▶ WORK ORDER
Only the lines below from the one containing "PR #3618, opened 2024-11-26" to the one containing "For context in" should be repeated, both included and unchanged.

>>>

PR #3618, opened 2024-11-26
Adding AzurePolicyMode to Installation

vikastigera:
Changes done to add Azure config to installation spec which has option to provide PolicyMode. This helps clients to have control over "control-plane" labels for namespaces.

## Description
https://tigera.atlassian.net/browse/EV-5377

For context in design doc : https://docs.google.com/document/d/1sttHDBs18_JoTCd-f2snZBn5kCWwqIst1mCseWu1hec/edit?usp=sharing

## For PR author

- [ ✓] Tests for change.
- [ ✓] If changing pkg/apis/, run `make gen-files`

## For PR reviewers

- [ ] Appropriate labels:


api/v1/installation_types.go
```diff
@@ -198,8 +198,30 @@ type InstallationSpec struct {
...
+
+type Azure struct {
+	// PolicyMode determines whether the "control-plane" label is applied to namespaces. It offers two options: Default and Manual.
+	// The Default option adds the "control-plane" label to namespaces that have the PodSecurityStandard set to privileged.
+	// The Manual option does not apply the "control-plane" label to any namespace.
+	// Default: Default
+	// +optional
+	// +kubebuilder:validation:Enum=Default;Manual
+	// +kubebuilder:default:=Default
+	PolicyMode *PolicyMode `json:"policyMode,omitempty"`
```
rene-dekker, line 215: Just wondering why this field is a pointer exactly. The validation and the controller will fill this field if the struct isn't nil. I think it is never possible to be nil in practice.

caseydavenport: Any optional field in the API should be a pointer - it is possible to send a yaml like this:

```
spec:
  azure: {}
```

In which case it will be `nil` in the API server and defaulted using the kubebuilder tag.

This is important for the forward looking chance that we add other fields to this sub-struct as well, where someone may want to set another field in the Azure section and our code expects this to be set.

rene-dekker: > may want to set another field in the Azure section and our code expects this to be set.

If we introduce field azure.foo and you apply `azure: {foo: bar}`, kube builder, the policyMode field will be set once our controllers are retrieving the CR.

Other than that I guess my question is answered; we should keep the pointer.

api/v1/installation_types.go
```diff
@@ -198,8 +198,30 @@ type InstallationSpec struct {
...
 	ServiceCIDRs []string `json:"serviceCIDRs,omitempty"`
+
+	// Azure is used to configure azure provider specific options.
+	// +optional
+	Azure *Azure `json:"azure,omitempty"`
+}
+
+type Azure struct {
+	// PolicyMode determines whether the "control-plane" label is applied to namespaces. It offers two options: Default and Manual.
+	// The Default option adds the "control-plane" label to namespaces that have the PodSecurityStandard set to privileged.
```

<<<
>>>

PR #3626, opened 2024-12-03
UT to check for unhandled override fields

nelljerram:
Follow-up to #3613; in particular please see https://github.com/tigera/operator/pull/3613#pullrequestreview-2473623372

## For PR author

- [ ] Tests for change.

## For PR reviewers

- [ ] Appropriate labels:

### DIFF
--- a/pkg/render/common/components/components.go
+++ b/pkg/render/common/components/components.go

<<<

▶ ANSWER AREA
PR #3618, opened 2024-11-26
Adding AzurePolicyMode to Installation

vikastigera:
Changes done to add Azure config to installation spec which has option to provide PolicyMode. This helps clients to have control over "control-plane" labels for namespaces.

## Description
https://tigera.atlassian.net/browse/EV-5377

For context in design doc : https://docs.google.com/document/d/1sttHDBs18_JoTCd-f2snZBn5kCWwqIst1mCseWu1hec/edit?usp=sharing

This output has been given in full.